3 Dividend Stock Ideas

 |  Includes: ANZBY, CSA, MWR
by: Yieldpig

“Kiwis and Kangaroos…”

Australia and New Zealand Bank ADR (OTCPK:ANZBY)
Recent Price: 23.42
P/E: 13.11
Current Yield: 4.78%

The Skinny
How do you get exposure to both the Aussie dollar AND the New Zealand kiwi? How about a bank that covers both markets? ANZBY provides a wide range of banking services to consumers, small businesses, commercial and institutional customers in Australia and New Zealand. The commodity fueled boom both nations have enjoyed has flowed through. Revenue has been rising steadily and net income has been growing at a 14.3% annual clip over the last 9 years. The bank’s dividend payout ratio is modest at 58% which we’re comfortable with.

The Danger
Good times in ANZAC land have been enabled, primarily, by China’s seemingly insatiable appetite for commodities. With some tremors in the Chinese economic foundation, that party could end abruptly and unpleasantly. The banking sector will be one of the first to feel that pain. Also, the currencies of both countries have rallied for the better part of two years. Regardless of what the newsletters and talking heads say, that trade is liable to run out of gas sooner or later. I’ll bet on sooner. On a fundamental level, while banks typically have low ROE’s, ANZBY’s are shrinking in the face of growing earnings. That makes one curious and not in a good way.

“CYA with CSA…”

Cogdell Spencer (NYSE:CSA)
Recent Price: 6.04
Current Yield: 6.623%

The Skinny
While everyone’s running off at the mouth about “commodity this…” and “contango that…”, we’d rather talk about a $294 million market cap REIT trading at a 29% discount to its 52 week high. We’re funny like that. Go figure. CSA is self managed REIT that owns, develops, and runs specialty medical office buildings domestically. CSA’s cash position is pretty good at $25 million on the books. That’s around 50 cents a share. Not bad for a $6 stock. Also, revenue per share is about $4.00. That leaves $2 for the other stuff. Cheap. Rents have also been rising steadily. And the sector as whole? C’mon…when was the last time you were in an empty doctor’s office. My wife was having an epidural a few weeks back at her orthopedist’s surgery center (attached to their office) and I stood in the waiting room most of the time. There were no free chairs. Business is booming.

The Danger
While many REITs enjoyed upward bias last year. CSA didn’t. They turned in a Q3 2010 loss of 4 cents per share and a total loss of 18 cents per share for the year. Then there’s the debt: $386 million. That’s been paid down some thanks to their recent equity offerings. Oh yeah…that. Back in May, CSA raised about $45 million through an equity underwriting. This put another 6.5 million shares out there. Could be a bit dilutive. And although the sector is healthy (get it…healthcare? Healthy?) looking, a lot of uncertainty looms on the horizon. From freshman congressmen clamoring for the appeal of Obamacare to, perhaps, a pending Medicare crisis, anyone who makes any money associated with the medical arts is a little antsy. A REIT that owns medical buildings would probably qualify.

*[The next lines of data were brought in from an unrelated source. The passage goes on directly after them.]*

Issue #20302, opened 2024-07-12
Wrong turn indication in lanes widget (connectivity)


DmitryAlexei:
### Description

Wrong turn indication in route details and lanes widget on web, Android and iOS when routing through this street https://www.openstreetmap.org/way/447752286 
Left lane is proposed when driving straight. 

### Steps to reproduce

- create a route on the OsmAnd web, Android and iOS apps using https://osmand.net/map/navigate/?start=48.501362,9.215598&end=48.504628,9.223682&profile=car#17/48.50261/9.22172
- open route details and see turn-by-turn information

### Actual result

<table style="width:100%">
  <tr>
<th><img src="https://github.com/user-attachments/assets/8fc4df03-8cfa-46a8-b34b-43958df42425"  width="600" height="auto"/> </th>
 <th><img src="https://github.com/user-attachments/assets/9a8bb8ed-53a4-41a7-b4bd-a90fb2348fe8 "  width="300" height="auto"/> </td>
  </tr>
</table>

<table style="width:100%">
  </tr>
  <tr>
    <th>android</th>
    <th>ios</th>
  </tr>
  <tr>
 <th><img src="https://github.com/user-attachments/assets/05b00a1e-3519-4eac-8098-4d0aff851bf1"  width="300" height="auto"/> </th>
  <th><img src="https://github.com/user-attachments/assets/9f7238d0-4c96-4940-ac50-a42a22b57725"  width="300" height="auto"/> </th>
  </tr>
</table>

### Expected result

- Correct indication of turns in route details and lanes widget

### Your Environment (required)

**WARNING** Crash-Logs **MAY** contain information you deem sensitive.
Review this **CAREFULLY** before posting your issue!

```
OsmAnd Version:
Android/iOS version:
Device model:
Crash-Logs: ?
```

vshcherb:
https://github.com/osmandapp/OsmAnd/issues/18853

aceman444:
How does this depend on connectivity relation support? There does not seem to be such relations on this particular road segment. Also, there are turn:lanes tags, which should be helpful to decide which lane to take. connectivity relations are to be added only to problematic cases.

ivanPyrohivskyi:
Test: [Route1](https://osmand.net/map/navigate/?start=48.501362,9.215598&end=48.504628,9.223682&profile=car)

PR #20316, opened 2024-07-15
Improve active lanes check in muteAndRemoveTurns(), rename method

RZR-UA:


RZR-UA:
https://github.com/osmandapp/OsmAnd/issues/20302

RZR-UA:
wrong approach

Issue #20280, opened 2024-07-10
Abnormal work of Attach to the roads 


Velomeloman:
### Description

Attach to the roads doesn't work correctly 
<table style="width:100%">
  <tr>
<th><img src="https://github.com/osmandapp/OsmAnd/assets/109347561/e8a7f0a0-cf1f-4274-902a-4dc933a19a59"  width="300" height="auto"/> </td>
  </tr>
</table>

Related [message](https://t.me/ruosmand/154181).

### Steps to reproduce

Try attach to the roads [Обручева тест.gpx.txt](https://github.com/user-attachments/files/16162122/gpx.txt)

### Actual result

Incorrect work

### Expected result

Correct Attach to the roads like in stable 4.7.17.

### Your Environment (required)

```
OsmAnd Version: OsmAnd~ 4.8.0#2705m, released: 2024-07-09
```

Nine-Tailed:
I had this
![IMG_20240710_193441_859.jpg](https://github.com/osmandapp/OsmAnd/assets/12549744/d52c915c-c234-4db9-8db4-1d10c2360e1d)

yuriiurshuliak:
The bug has been reproduced. To reproduce it, import the provided GPX file and attempt to attach the track to the road. You'll observe that at a threshold distance of 50 meters, the blue dotted line fails to properly connect with the track. However, reducing the threshold distance to around 5 meters resolves the issue.

OsmAnd~ 4.8.0#2722m, released: 2024-07-12

<table style="width:100%">
  <tr>
<th><img src="https://github.com/user-attachments/assets/2abfbdb6-a34d-4843-a1ac-424cc467fb41"  width="300" height="auto"/> </th>
 <th><img src="https://github.com/user-attachments/assets/154946ac-e46a-46ce-b703-f06f04479caf"  width="300" height="auto"/> </th>
  </tr>
</table>

<table style="width:100%">
  <tr>
<th><img src="https://github.com/user-attachments/assets/9c0ecdc0-38c5-42e9-9e05-4c5d6cc1c5c8"  width="300" height="auto"/> </th>
 <th><img src="https://github.com/user-attachments/assets/9076801f-68ae-4dc2-a41e-acfffdc34162"  width="300" height="auto"/> </th>
  </tr>
</table>

RZR-UA:
[...]

PR #20318, opened 2024-07-15
Hotfix ugly misplaced resultMatcher call

RZR-UA:


RZR-UA:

“Not so flat Morgan Stanley…”

Morgan Stanley Capital Trust III Preferred 6.25% (NYSE:MWR)
Recent Price: 22.82
Current Yield: 6.84%

The Skinny
Why buy a 5 year bond paying 5% or less when you can buy a bank trust preferred and pick up well over a 100 bps AND maybe some capital appreciation. Here you go. With a par value of $25, MWR trades at 91 cents on the dollar. Not distressed but better than full price or a premium, no? Good brand name, too. Although they call it a “joint venture”, Morgan Stanley (NYSE:MS) is the “daddy” in the relationship with Smith Barney. People can beat up on full service firms all they want. But at the end of the day, they handle trillions of dollars and make lots of money. The preferred shares carry a BB+/Baa2 rating which isn’t too terribly awful. And, as we’ve discussed before, thanks to Basel II trust preferreds are no longer considered part of a bank’s Tier One capital. Over the next two to three to five years, trust preferreds will be called in at par. Own ‘em while they’re at a discount and get paid decently in the process.

The Danger
MS’s underlying rating is A/A2 which is quite good for corporate debt. However, MWR is BB+/Baa2. Obviously, there are things about the preferred shares that spook the ratings clowns…er…sorry…agencies. Remember, you’re buying a junior security in the company’s debt hierarchy. It’s got a different place in line. Better than common equity, but not as great as the bonds or bank debt. Also, we discussed the fact that trust preferreds, especially those issued by banks, will be called willy nilly over the next few years. Don’t get attached to MWR. You probably won’t own it very long. Lastly, I know things are better today then they were in 2008. But, markets and sentiment can turn on a dime. With sovereign debt problems continuing in Europe and the strong possibility of a Chinese slowdown, big banks will be punished as the market reacts. Yes..bonds and preferreds, too.